• **What the task asks**: Could you write the entries out again, exactly as they appear?

Collected data entries
-- Opening Marker --
PR #14, opened 2017-09-07
Fix #10, other changes

### LINKED ISSUE #10: Request validations in campaign controller
We currently assume the input is correct - for example that the application or campaign exists. We need to check these inputs and return appropriate error responses.

martintupy:
Reworked delete campaign method. Reworked exceptions defined in controllers, merged into one class. Added validations to methods in campaign controller (Fix #10). Minor changes, code formatted, removed blank spaces.


powerauth-push-model/src/main/java/io/getlime/push/model/response/DeleteCampaignResponse.java
```diff
@@ -14,20 +14,21 @@
...
+        return deleted;
     }
 
-    public void setId(Long id) {
-        this.id = id;
+    public void setDeleted(boolean deleted) {
+        this.deleted = deleted;
     }
+
+    private boolean deleted;
```
petrdvorak: Please have properties at the beginning of the file.

PR #20, opened 2017-09-13
Implemented client methods (Fix #16), other changes.

### LINKED ISSUE #16: Implement client methods for new server endpoints
Currently, we published new server methods, however we do not have their counterparts on the client side. Therefore, we need to extent the `PushServerClient` to include the new methods.

This task has two parts:

- Implementing the generic `GET` method support - currently, the client only has `POST` support via `sendObjectImpl` method.
- Adding new methods for newly published endpoints.

martintupy:
Modified names, formatted code, added documentation.
Also merged with remote repo.

### DIFF
--- a/powerauth-push-model/src/main/java/io/getlime/push/model/response/DeleteCampaignResponse.java
+++ b/powerauth-push-model/src/main/java/io/getlime/push/model/response/DeleteCampaignResponse.java
@@ -21,8 +21,6 @@ package io.getlime.push.model.response;
  * @author Martin Tupy, martin.tupy.work@gmail.com
  */
 public class DeleteCampaignResponse {
-    private boolean deleted;
-
     public boolean isDeleted() {
         return deleted;
     }
@@ -30,4 +28,7 @@ public class DeleteCampaignResponse {
     public void setDeleted(boolean deleted) {
         this.deleted = deleted;
     }
+
+    private boolean deleted;
+
 }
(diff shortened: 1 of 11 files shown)


powerauth-push-server/src/main/java/io/getlime/push/controller/rest/CampaignController.java
```diff
@@ -229,9 +230,9 @@ public Response addUsersToCampaign(@PathVariable(value = "id") Long campaignId,
      * @param request List of users to remove
      * @return Response status
      */
-    @RequestMapping(value = "{id}/user/remove")
+    @RequestMapping(value = "{id}/user/remove", method = RequestMethod.PUT)
```
petrdvorak: - Use `{id}/user/delete` instead of `{id}/user/remove` to keep the naming consistent.
- Why `PUT` method? Let's use `POST` for deleting...

powerauth-push-model/src/main/java/io/getlime/push/model/response/DeleteCampaignResponse.java
```diff
@@ -21,13 +21,14 @@
...
-    private boolean deleted;
-
     public boolean isDeleted() {
         return deleted;
     }
 
     public void setDeleted(boolean deleted) {
         this.deleted = deleted;
     }
+
```
petrdvorak: Move properties to the beginning of the class.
-- Closing Marker --
• **Written solution**:
PR #14, opened 2017-09-07
Fix #10, other changes

### LINKED ISSUE #10: Request validations in campaign controller
We currently assume the input is correct - for example that the application or campaign exists. We need to check these inputs and return appropriate error responses.

martintupy:
Reworked delete campaign method. Reworked exceptions defined in controllers, merged into one class. Added validations to methods in campaign controller (Fix #10). Minor changes, code formatted, removed blank spaces.


powerauth-push-model/src/main/java/io/getlime/push/model/response/DeleteCampaignResponse.java
```diff
@@ -14,20 +14,21 @@
...
+        return deleted;
     }
 
-    public void setId(Long id) {
-        this.id = id;
+    public void setDeleted(boolean deleted) {
+        this.deleted = deleted;
     }
+
+    private boolean deleted;
```
petrdvorak: Please have properties at the beginning of the file.

PR #20, opened 2017-09-13
Implemented client methods (Fix #16), other changes.

### LINKED ISSUE #16: Implement client methods for new server endpoints
Currently, we published new server methods, however we do not have their counterparts on the client side. Therefore, we need to extent the `PushServerClient` to include the new methods.

This task has two parts:

- Implementing the generic `GET` method support - currently, the client only has `POST` support via `sendObjectImpl` method.
- Adding new methods for newly published endpoints.

martintupy:
Modified names, formatted code, added documentation.
Also merged with remote repo.

### DIFF
--- a/powerauth-push-model/src/main/java/io/getlime/push/model/response/DeleteCampaignResponse.java
+++ b/powerauth-push-model/src/main/java/io/getlime/push/model/response/DeleteCampaignResponse.java
@@ -21,8 +21,6 @@ package io.getlime.push.model.response;
  * @author Martin Tupy, martin.tupy.work@gmail.com
  */
 public class DeleteCampaignResponse {
-    private boolean deleted;
-
     public boolean isDeleted() {
         return deleted;
     }
@@ -30,4 +28,7 @@ public class DeleteCampaignResponse {
     public void setDeleted(boolean deleted) {
         this.deleted = deleted;
     }
+
+    private boolean deleted;
+
 }
(diff shortened: 1 of 11 files shown)


powerauth-push-server/src/main/java/io/getlime/push/controller/rest/CampaignController.java
```diff
@@ -229,9 +230,9 @@ public Response addUsersToCampaign(@PathVariable(value = "id") Long campaignId,
      * @param request List of users to remove
      * @return Response status
      */
-    @RequestMapping(value = "{id}/user/remove")
+    @RequestMapping(value = "{id}/user/remove", method = RequestMethod.PUT)
```
petrdvorak: - Use `{id}/user/delete` instead of `{id}/user/remove` to keep the naming consistent.
- Why `PUT` method? Let's use `POST` for deleting...

powerauth-push-model/src/main/java/io/getlime/push/model/response/DeleteCampaignResponse.java
```diff
@@ -21,13 +21,14 @@
...
-    private boolean deleted;
-
     public boolean isDeleted() {
         return deleted;
     }
 
     public void setDeleted(boolean deleted) {
         this.deleted = deleted;
     }
+
```
petrdvorak: Move properties to the beginning of the class.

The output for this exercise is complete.